El médico, todavía al lado, preguntó a Evelyn:
—¿Eres tú quien ha estado usando agujas en tu hermana?

Evelyn quedó aturdido, incapaz de hablar, su pequeño rostro ya empapado de lágrimas.

El médico solo podía culpar a un niño.

—Estaba diciendo cómo esta niña estaba bien antes, por qué de repente…

Resulta que usaste agujas para estimularla.

Luego se volvió hacia Alaric Jennings y Raina Lowell, amonestándolos:
—¿Qué clase de padres son ustedes, un niño tan pequeño no entiende nada, ¿por qué permitirían que clavara agujas al azar?, no hay esperanza.

El médico fingió ira y se marchó.

Raina Lowell realmente creyó que fueron los pinchazos de su hijo los que causaron la situación, mirándolo.

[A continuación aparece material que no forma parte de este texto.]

PR #1849, opened 2023-01-19
Change samples source empty selector component in box creation

### LINKED ISSUE #1778: Changing the sources empties the contents
If the samples source is change to `Create new samples` or `Select from inventory`, the system shows a warning message and after confirming, the contents are emptied.

https://projects.invisionapp.com/d/#/console/4103589/470324049/comments/149800275

leandroradusky:
Closes #1778.

When the source of samples in box creation is changed, a warning message is shown:

image

To accomplish this, react selector components reset to empty state by clicking a hidden `<a>`. It's the best way I found to apply changes within React components from plain javascript. Not sure it's the best way. 

The javascript is commented because it has some complexity (should I put it in a separate file? don't know if it's a rule to do it or not). At least, some jquery is gone :)

### DIFF
--- a/app/assets/javascripts/components/batches_selector.js.jsx
+++ b/app/assets/javascripts/components/batches_selector.js.jsx
@@ -10,7 +10,7 @@ var BatchesSelector = React.createClass({
       list: [],
     };
   },
-  reset : function() {
+  reset: function() {
     this.setState({
       batches: [],
       samples: this.props.samples,
@@ -23,7 +23,6 @@ var BatchesSelector = React.createClass({
   },
   render: function () {
     let button;
-    let clearButton = <a className="clear-batches" href="#" onClick={this.reset}></a>;
     if (this.state.batches.length > 0) {
       button = '';
     } else {
@@ -36,7 +35,7 @@ var BatchesSelector = React.createClass({
     }
 
     return (<div className="batches-selector">
-      {clearButton}
+      <a className="clear-batches" href="#" onClick={this.reset}></a>
       <div className="items-count">
         <div className="title">{this.state.list.length}&nbsp;{this.state.list.length == 1 ? "batch" : "batches"}</div>
       </div>
--- a/app/assets/javascripts/components/batches_selector.js.jsx
+++ b/app/assets/javascripts/components/batches_selector.js.jsx
@@ -10,9 +10,20 @@ var BatchesSelector = React.createClass({
       list: [],
     };
   },
-
+  reset : function() {
+    this.setState({
+      batches: [],
+      samples: this.props.samples,
+      concentration: null,
+      replicate: null,
+      distractor: null,
+      instruction: null,
+      list: [],
+    });
+  },
   render: function () {
     let button;
+    let clearButton = <a className="clear-batches" href="#" onClick={this.reset}></a>;
     if (this.state.batches.length > 0) {
       button = '';
     } else {
@@ -25,6 +36,7 @@ var BatchesSelector = React.createClass({
     }
 
     return (<div className="batches-selector">
+      {clearButton}
       <div className="items-count">
         <div className="title">{this.state.list.length}&nbsp;{this.state.list.length == 1 ? "batch" : "batches"}</div>
       </div>
--- a/app/assets/javascripts/components/samples_selector.js.jsx
+++ b/app/assets/javascripts/components/samples_selector.js.jsx
@@ -4,14 +4,12 @@ var SamplesSelector = React.createClass({
       samples: this.props.samples,
     };
   },
-  reset : function() {
+  reset: function() {
     this.setState({ samples: [] });
   },
   render: function () {
-    let clearButton = <a className="clear-samples" href="#" onClick={this.reset}></a>;
-    
     return (<div className="samples-selector">
-      {clearButton}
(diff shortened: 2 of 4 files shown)


app/assets/javascripts/components/samples_selector.js.jsx
```diff
@@ -4,9 +4,14 @@ var SamplesSelector = React.createClass({
       samples: this.props.samples,
     };
   },
-
+  reset : function() {
```
ysbaddaden, line 7:
```suggestion
  reset: function() {
```

app/assets/javascripts/components/batches_selector.js.jsx
```diff
@@ -10,9 +10,20 @@ var BatchesSelector = React.createClass({
       list: [],
     };
   },
-
+  reset : function() {
```
ysbaddaden, line 13:
```suggestion
  reset: function() {
```

app/assets/javascripts/components/batches_selector.js.jsx
```diff
@@ -10,9 +10,20 @@ var BatchesSelector = React.createClass({
...
+      concentration: null,
+      replicate: null,
+      distractor: null,
+      instruction: null,
+      list: [],
+    });
+  },
   render: function () {
     let button;
+    let clearButton = <a className="clear-batches" href="#" onClick={this.reset}></a>;
```
ysbaddaden, line 26: I think you can just put the `<a>` directly into the template below.

app/assets/javascripts/components/samples_selector.js.jsx
```diff
@@ -4,9 +4,14 @@ var SamplesSelector = React.createClass({
...
+    this.setState({ samples: [] });
+  },
   render: function () {
+    let clearButton = <a className="clear-samples" href="#" onClick={this.reset}></a>;
```
ysbaddaden, line 11: Same here.

app/views/boxes/_form.haml
```diff
@@ -43,3 +43,64 @@
...
+  var cancelSampleSourceChange = function() {}
+
+  var sourcesRadio = document.querySelectorAll(".radiotoggle input");
+  var oldSource = null;
+
+  var applySampleSourceChange = function (displayField) {
+    // Hide all the fields and disable them
+    sourcesRadio.forEach(function(otherRadio) {
+      document.querySelector(`#${otherRadio.value}`).style.display = 'none';
+      document.querySelector(`#${otherRadio.value}`).setAttribute("disabled", true);
```
ysbaddaden, line 70: Maybe?
```suggestion
      document.getElementById(otherRadio.value).style.display = 'none';
      document.getElementById(otherRadio.value).setAttribute("disabled", true);
```

That would also apply below.

app/views/boxes/_form.haml
```diff
@@ -43,3 +43,64 @@
...
+
+      if (oldSource) {
+        // If the user changed the source, show the modal
+        document.querySelector(`.sample-source-change-modal-container`).style.visibility = 'visible';
+      } else {
+        // For the first time, simulate that the user clicked on the confirm button
+        confirmSampleSourceChange();
+      }
+    });
+  });
```
ysbaddaden, line 105: I think we can use global functions. We can take advantage that the functions will only ever be invoked _after_ showing the confirm modal (or faking a click), so we don't need them to be noop by default.

```js
function confirmSampleSourceChange() {
  applySampleSourceChange(this);
  // ...
}

function cancelSampleSourceChange() {
  // ...
}

sourcesRadio.forEach(function(radio) {
  radio.addEventListener("change", function (evt) {
    if (oldSource) {
      // ..
    } else {
      // here is the trick to have a specific `this`:
      confirmSampleSourceChange.call(this)
    }
  });
});
```

ysbaddaden (commented):
Nice! I think we can improve the JS glue a bit :)

app/views/boxes/_form.haml
leandroradusky: This won't work as it is: remember that `confirmSampleSourceChange` is also passed to the custom confirm modal as a function to be called when the confirm button is pressed, and there the `this` parameter will be the window. I need to redefine the `confirmSampleSourceChange` function (as a var) each time the `change` event is triggered.

leandroradusky: This won't work as it is: remember that `confirmSampleSourceChange` is also passed to the custom confirm modal as a function to be called when the confirm button is pressed, and there the `this` parameter will be the window. I need to redefine the `confirmSampleSourceChange` function (as a var) each time the `change` event is triggered.

ysbaddaden: Oh right :thinking: Then what about the following?

```js
var confirmSampleSourceChange;
function confirmSampleSourceChangeFn() {}
function cancelSampleSourceChange() {}

sourcesRadio.forEach(function(radio) {
  radio.addEventListener("change", function (evt) {
    if (oldSource) {
      confirmSampleSourceChange = confirmSampleSourceChangeFn.bind(this)
      // ...
    } else {
      confirmSampleSourceChangeFn.call(this)
    }
  });
});
```

We could also have `showConfirmModal()` and `hideConfirmModal()` helpers to improve readability.

ysbaddaden (commented):
LGTM

ysbaddaden (approved):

Evelyn rápidamente negó con la cabeza para explicar:
—No mamá, lo hice por el bien de mi hermana, no se trata de mí.

—Pero tu hermana no puede despertar, ya no nos quiere.

Raina Lowell todavía sin querer rendirse, miró a Alaric Jennings:
—¿Puedes llamar a Elias Sheridan y pedirle que venga?

No creo que mi Aurora simplemente me haya dejado, no lo creo.

—Está bien, llamaré de inmediato.

Alaric Jennings tampoco podía aceptar la situación actual, viendo el rostro de Aurora volviéndose pálido, con doloroso enrojecimiento en los ojos, apresuradamente llamó a Elias Sheridan.

Raina Lowell no podía aceptar la partida de su hija, constantemente sosteniéndola en sus brazos y murmurando.

Evelyn se calmó, limpiando las lágrimas de sus mejillas, sosteniendo la mano de su hermana de nuevo y tomando el pulso.

Sintiendo que su hermana aún podría despertar, le dijo a su mamá:
—Mamá, deja a la hermana, le daré acupuntura, tal vez unas cuantas agujas la harán estar bien.